Assignment »
Print the listing below exactly, leaving nothing out.

Source material »
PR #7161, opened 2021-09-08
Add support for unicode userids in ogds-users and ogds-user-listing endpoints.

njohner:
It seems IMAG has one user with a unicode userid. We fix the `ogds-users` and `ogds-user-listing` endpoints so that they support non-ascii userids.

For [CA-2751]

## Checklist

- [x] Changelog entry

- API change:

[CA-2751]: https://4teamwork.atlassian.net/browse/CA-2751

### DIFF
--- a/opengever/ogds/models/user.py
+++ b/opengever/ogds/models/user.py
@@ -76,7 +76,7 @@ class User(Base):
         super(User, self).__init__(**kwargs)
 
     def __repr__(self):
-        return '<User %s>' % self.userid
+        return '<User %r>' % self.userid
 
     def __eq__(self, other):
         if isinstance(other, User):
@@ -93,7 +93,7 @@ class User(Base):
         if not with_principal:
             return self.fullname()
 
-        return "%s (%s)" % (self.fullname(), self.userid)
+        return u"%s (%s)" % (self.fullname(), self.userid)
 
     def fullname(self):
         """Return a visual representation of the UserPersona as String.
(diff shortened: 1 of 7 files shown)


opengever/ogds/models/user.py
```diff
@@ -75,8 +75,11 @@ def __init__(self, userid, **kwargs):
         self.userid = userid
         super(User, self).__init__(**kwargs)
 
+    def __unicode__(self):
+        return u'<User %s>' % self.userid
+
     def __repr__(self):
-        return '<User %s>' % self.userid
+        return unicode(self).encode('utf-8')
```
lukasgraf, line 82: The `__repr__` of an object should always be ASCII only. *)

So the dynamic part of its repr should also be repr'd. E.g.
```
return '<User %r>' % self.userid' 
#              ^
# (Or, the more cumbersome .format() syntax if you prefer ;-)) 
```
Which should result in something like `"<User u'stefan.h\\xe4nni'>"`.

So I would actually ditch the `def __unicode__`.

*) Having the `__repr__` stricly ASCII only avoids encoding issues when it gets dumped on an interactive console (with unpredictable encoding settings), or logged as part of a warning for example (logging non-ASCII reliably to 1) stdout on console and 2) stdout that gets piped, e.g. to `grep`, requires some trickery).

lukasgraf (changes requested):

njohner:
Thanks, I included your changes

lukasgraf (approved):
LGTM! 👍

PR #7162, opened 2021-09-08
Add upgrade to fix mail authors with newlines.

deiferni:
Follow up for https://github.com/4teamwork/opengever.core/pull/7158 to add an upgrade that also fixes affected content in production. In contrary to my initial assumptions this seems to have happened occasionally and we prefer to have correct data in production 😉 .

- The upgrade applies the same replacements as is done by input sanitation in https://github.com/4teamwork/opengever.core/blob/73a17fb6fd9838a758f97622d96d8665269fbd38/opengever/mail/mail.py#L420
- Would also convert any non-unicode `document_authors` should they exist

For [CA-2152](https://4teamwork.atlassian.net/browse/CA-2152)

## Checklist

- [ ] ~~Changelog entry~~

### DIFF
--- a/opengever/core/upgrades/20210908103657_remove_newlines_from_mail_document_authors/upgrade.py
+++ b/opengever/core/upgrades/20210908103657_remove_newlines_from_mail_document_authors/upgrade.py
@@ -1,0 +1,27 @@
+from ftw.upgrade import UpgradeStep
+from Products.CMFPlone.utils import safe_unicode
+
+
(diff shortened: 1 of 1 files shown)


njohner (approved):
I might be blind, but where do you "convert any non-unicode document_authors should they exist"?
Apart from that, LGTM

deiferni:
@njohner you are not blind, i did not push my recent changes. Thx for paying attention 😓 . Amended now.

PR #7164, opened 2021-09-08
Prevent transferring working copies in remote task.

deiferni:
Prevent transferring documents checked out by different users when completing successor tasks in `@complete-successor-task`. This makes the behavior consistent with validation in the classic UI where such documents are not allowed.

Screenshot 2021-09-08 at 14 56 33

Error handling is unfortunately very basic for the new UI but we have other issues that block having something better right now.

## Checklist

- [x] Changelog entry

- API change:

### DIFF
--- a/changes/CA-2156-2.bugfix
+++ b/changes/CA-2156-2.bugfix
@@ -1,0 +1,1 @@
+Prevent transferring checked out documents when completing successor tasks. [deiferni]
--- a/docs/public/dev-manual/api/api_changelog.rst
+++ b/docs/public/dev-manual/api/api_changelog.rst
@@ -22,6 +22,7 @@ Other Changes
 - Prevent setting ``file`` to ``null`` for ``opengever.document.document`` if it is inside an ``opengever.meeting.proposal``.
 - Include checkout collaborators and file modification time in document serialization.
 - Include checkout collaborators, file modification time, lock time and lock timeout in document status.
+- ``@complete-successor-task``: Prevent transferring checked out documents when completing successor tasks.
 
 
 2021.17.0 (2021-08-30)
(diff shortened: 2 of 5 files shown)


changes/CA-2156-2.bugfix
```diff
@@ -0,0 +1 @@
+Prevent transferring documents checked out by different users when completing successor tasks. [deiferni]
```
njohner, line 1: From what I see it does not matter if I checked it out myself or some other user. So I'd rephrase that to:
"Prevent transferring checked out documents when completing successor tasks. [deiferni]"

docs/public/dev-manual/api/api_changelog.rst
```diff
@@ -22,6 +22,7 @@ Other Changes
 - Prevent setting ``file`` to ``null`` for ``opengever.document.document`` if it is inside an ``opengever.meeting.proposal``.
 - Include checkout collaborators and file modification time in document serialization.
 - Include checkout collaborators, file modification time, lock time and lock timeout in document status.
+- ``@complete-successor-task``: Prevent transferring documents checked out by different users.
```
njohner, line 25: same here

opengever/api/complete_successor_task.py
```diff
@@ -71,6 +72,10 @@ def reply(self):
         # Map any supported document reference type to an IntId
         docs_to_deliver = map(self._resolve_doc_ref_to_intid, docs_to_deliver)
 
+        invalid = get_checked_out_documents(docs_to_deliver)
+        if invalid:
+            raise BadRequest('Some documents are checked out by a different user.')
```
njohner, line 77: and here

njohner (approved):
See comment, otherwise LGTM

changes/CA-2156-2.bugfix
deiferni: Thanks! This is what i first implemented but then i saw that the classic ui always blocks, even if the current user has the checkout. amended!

Task output »
PR #7161, opened 2021-09-08
Add support for unicode userids in ogds-users and ogds-user-listing endpoints.

njohner:
It seems IMAG has one user with a unicode userid. We fix the `ogds-users` and `ogds-user-listing` endpoints so that they support non-ascii userids.

For [CA-2751]

## Checklist

- [x] Changelog entry

- API change:

[CA-2751]: https://4teamwork.atlassian.net/browse/CA-2751

### DIFF
--- a/opengever/ogds/models/user.py
+++ b/opengever/ogds/models/user.py
@@ -76,7 +76,7 @@ class User(Base):
         super(User, self).__init__(**kwargs)
 
     def __repr__(self):
-        return '<User %s>' % self.userid
+        return '<User %r>' % self.userid
 
     def __eq__(self, other):
         if isinstance(other, User):
@@ -93,7 +93,7 @@ class User(Base):
         if not with_principal:
             return self.fullname()
 
-        return "%s (%s)" % (self.fullname(), self.userid)
+        return u"%s (%s)" % (self.fullname(), self.userid)
 
     def fullname(self):
         """Return a visual representation of the UserPersona as String.
(diff shortened: 1 of 7 files shown)


opengever/ogds/models/user.py
```diff
@@ -75,8 +75,11 @@ def __init__(self, userid, **kwargs):
         self.userid = userid
         super(User, self).__init__(**kwargs)
 
+    def __unicode__(self):
+        return u'<User %s>' % self.userid
+
     def __repr__(self):
-        return '<User %s>' % self.userid
+        return unicode(self).encode('utf-8')
```
lukasgraf, line 82: The `__repr__` of an object should always be ASCII only. *)

So the dynamic part of its repr should also be repr'd. E.g.
```
return '<User %r>' % self.userid' 
#              ^
# (Or, the more cumbersome .format() syntax if you prefer ;-)) 
```
Which should result in something like `"<User u'stefan.h\\xe4nni'>"`.

So I would actually ditch the `def __unicode__`.

*) Having the `__repr__` stricly ASCII only avoids encoding issues when it gets dumped on an interactive console (with unpredictable encoding settings), or logged as part of a warning for example (logging non-ASCII reliably to 1) stdout on console and 2) stdout that gets piped, e.g. to `grep`, requires some trickery).

lukasgraf (changes requested):

njohner:
Thanks, I included your changes

lukasgraf (approved):
LGTM! 👍

PR #7162, opened 2021-09-08
Add upgrade to fix mail authors with newlines.

deiferni:
Follow up for https://github.com/4teamwork/opengever.core/pull/7158 to add an upgrade that also fixes affected content in production. In contrary to my initial assumptions this seems to have happened occasionally and we prefer to have correct data in production 😉 .

- The upgrade applies the same replacements as is done by input sanitation in https://github.com/4teamwork/opengever.core/blob/73a17fb6fd9838a758f97622d96d8665269fbd38/opengever/mail/mail.py#L420
- Would also convert any non-unicode `document_authors` should they exist

For [CA-2152](https://4teamwork.atlassian.net/browse/CA-2152)

## Checklist

- [ ] ~~Changelog entry~~

### DIFF
--- a/opengever/core/upgrades/20210908103657_remove_newlines_from_mail_document_authors/upgrade.py
+++ b/opengever/core/upgrades/20210908103657_remove_newlines_from_mail_document_authors/upgrade.py
@@ -1,0 +1,27 @@
+from ftw.upgrade import UpgradeStep
+from Products.CMFPlone.utils import safe_unicode
+
+
(diff shortened: 1 of 1 files shown)


njohner (approved):
I might be blind, but where do you "convert any non-unicode document_authors should they exist"?
Apart from that, LGTM

deiferni:
@njohner you are not blind, i did not push my recent changes. Thx for paying attention 😓 . Amended now.

PR #7164, opened 2021-09-08
Prevent transferring working copies in remote task.

deiferni:
Prevent transferring documents checked out by different users when completing successor tasks in `@complete-successor-task`. This makes the behavior consistent with validation in the classic UI where such documents are not allowed.

Screenshot 2021-09-08 at 14 56 33

Error handling is unfortunately very basic for the new UI but we have other issues that block having something better right now.

## Checklist

- [x] Changelog entry

- API change:

### DIFF
--- a/changes/CA-2156-2.bugfix
+++ b/changes/CA-2156-2.bugfix
@@ -1,0 +1,1 @@
+Prevent transferring checked out documents when completing successor tasks. [deiferni]
--- a/docs/public/dev-manual/api/api_changelog.rst
+++ b/docs/public/dev-manual/api/api_changelog.rst
@@ -22,6 +22,7 @@ Other Changes
 - Prevent setting ``file`` to ``null`` for ``opengever.document.document`` if it is inside an ``opengever.meeting.proposal``.
 - Include checkout collaborators and file modification time in document serialization.
 - Include checkout collaborators, file modification time, lock time and lock timeout in document status.
+- ``@complete-successor-task``: Prevent transferring checked out documents when completing successor tasks.
 
 
 2021.17.0 (2021-08-30)
(diff shortened: 2 of 5 files shown)


changes/CA-2156-2.bugfix
```diff
@@ -0,0 +1 @@
+Prevent transferring documents checked out by different users when completing successor tasks. [deiferni]
```
njohner, line 1: From what I see it does not matter if I checked it out myself or some other user. So I'd rephrase that to:
"Prevent transferring checked out documents when completing successor tasks. [deiferni]"

docs/public/dev-manual/api/api_changelog.rst
```diff
@@ -22,6 +22,7 @@ Other Changes
 - Prevent setting ``file`` to ``null`` for ``opengever.document.document`` if it is inside an ``opengever.meeting.proposal``.
 - Include checkout collaborators and file modification time in document serialization.
 - Include checkout collaborators, file modification time, lock time and lock timeout in document status.
+- ``@complete-successor-task``: Prevent transferring documents checked out by different users.
```
njohner, line 25: same here

opengever/api/complete_successor_task.py
```diff
@@ -71,6 +72,10 @@ def reply(self):
         # Map any supported document reference type to an IntId
         docs_to_deliver = map(self._resolve_doc_ref_to_intid, docs_to_deliver)
 
+        invalid = get_checked_out_documents(docs_to_deliver)
+        if invalid:
+            raise BadRequest('Some documents are checked out by a different user.')
```
njohner, line 77: and here

njohner (approved):
See comment, otherwise LGTM

changes/CA-2156-2.bugfix
deiferni: Thanks! This is what i first implemented but then i saw that the classic ui always blocks, even if the current user has the checkout. amended!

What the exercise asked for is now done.